16 Feb

Mandela’s Favored Heir Ramaphosa Takes Power in South Africa

He’s been dubbed over the years as the best leader South Africa never had.

After missing out two decades ago on becoming president, as Nelson Mandela had hoped he would be, Cyril Ramaphosa, 65, finally took power a day after Jacob Zuma resigned following 10 days of sustained pressure from the ruling African National Congress.

Ramaphosa’s election by the National Assembly crowns a career during which he founded the biggest mineworkers’ union, led talks that ended apartheid and produced the nation’s first democratic constitution, and amassed a fortune during a 14-year stint in business.
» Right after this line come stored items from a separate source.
PR #661, opened 2021-04-26
Implementation for slide_left swizzle

jfalcou:


include/eve/detail/function/simd/x86/slide_left.hpp
```diff
@@ -0,0 +1,147 @@
...
+    {
+      if constexpr( std::same_as<ABI,x86_128_>)
+      {
+        /// Mask noises from smaller sized registers
+        if constexpr(N::value < expected_cardinal_v<T,x86_128_>)
+        {
+          wide<T,expected_cardinal_t<T,x86_128_>> w = v.storage();
+          w &= keep_first(N::value).mask(as(w)).bits();
+          v = w.storage();
+        }
```
DenisYaroshevskiy, line 33: I don't think I understand this. This is FFFF ...00000? For 8 chars it will be top 8 elements, that are zero. And you clear all of the rest. No?

include/eve/detail/function/simd/x86/slide_left.hpp
```diff
@@ -0,0 +1,147 @@
...
+
+          // Slide lower parts using _mm_alignr_epi8
+          constexpr auto sz = sizeof(T)* Shift;
+          using byte_t = typename wide<T,N,ABI>::template rebind<std::uint8_t,fixed<16>>;
+
+          byte_t bytes = _mm_alignr_epi8(bit_cast(h,as_<byte_t>{}), bit_cast(l,as_<byte_t>{}), sz);
+
+          // Shift everything in place
+          return wide<T,N,ABI>{bit_cast(bytes, as(h0)),h0};
+        }
```
DenisYaroshevskiy, line 120: For avx2 consider: 

```
template <std::size_t byte_shift>
__m256i alignr256_emulated(__m256i a, __m256i b) {
  __m256i b1_a0 = _mm256_permute2x128_si256(a, b, 0x03);
  if constexpr (byte_shift == 16)
    return b1_a0;
  else if constexpr (byte_shift < 16)
    return _mm256_alignr_epi8(b1_a0, b, byte_shift);
  else
    return _mm256_alignr_epi8(a, b1_a0, byte_shift - 16);
}

wide<T,N,ABI> zeroes(0);
alignr256_emulated<-Shift * sizeof(T)>(v, zeroes);
```

So setzero + shuffle + _mm256_alignr_epi8 - 3 instructions (that if your algorithm doesn't have a zero from somewhere already)

include/eve/detail/function/simd/x86/slide_left.hpp
```diff
@@ -0,0 +1,147 @@
...
+
+#include <eve/detail/implementation.hpp>
+#include <eve/conditional.hpp>
+
+namespace eve::detail
+{
+  template<real_scalar_value T, typename N, x86_abi ABI, std::ptrdiff_t Shift>
+  EVE_FORCEINLINE wide<T,N,ABI> slide_left_ ( EVE_SUPPORTS(sse2_)
+                                            , wide<T,N,ABI> v, index_t<Shift>
+                                            ) noexcept
```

He was chosen as the ANC’s deputy leader on Zuma’s ticket in 2012, and assured his ascension to the presidency by winning the top party post in December.

“Ramaphosa has always been a deal-maker and a negotiator,” said Zwelethu Jolobe, a political science lecturer at the University of Cape Town. “He isn’t the kind of person who rushes into things. He tends to have a long-term view.”

Ramaphosa has his work cut out for him as president. He’ll need to turn around an economy that’s been hamstrung by years of mismanagement and policy uncertainty, address public outrage over a lack of jobs and tackle the corruption that’s become institutionalized during Zuma’s almost nine-year tenure.

His task will be made all the more difficult by the fact that the ruling party remains deeply divided and Zuma allies occupy several key leadership positions.

For now, investors are giving Ramaphosa the benefit of the doubt. The rand has gained the most of any currency against the dollar since he won control of the ANC on Dec. 18, and business confidence reached its highest level since October 2015 last month amid expectations that he would drive through more pragmatic and predictable policies.

Ramaphosa, who trained as a lawyer, built the National Union of Mineworkers into the country’s largest labor union and under his leadership it staged South Africa’s biggest-ever mining strike in 1987. The ANC elected him as its secretary-general in 1991, and he led the party’s team that negotiated an end to white minority rule.